For each line below, check whether "running" is present. Report how many lines have it, nothing else.

Dataset records:
****
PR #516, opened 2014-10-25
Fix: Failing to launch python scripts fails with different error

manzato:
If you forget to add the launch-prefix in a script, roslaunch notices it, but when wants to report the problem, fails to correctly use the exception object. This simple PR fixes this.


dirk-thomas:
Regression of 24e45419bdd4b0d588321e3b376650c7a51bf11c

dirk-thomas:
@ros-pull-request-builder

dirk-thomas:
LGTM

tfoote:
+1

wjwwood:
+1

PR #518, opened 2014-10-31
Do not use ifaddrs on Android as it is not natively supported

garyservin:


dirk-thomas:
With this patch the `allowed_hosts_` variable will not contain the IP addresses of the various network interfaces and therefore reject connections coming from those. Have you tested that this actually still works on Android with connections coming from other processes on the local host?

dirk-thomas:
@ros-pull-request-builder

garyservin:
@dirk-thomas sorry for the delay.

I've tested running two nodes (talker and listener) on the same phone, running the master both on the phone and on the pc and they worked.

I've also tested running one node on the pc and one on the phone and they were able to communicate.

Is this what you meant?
****
**REPLY**
2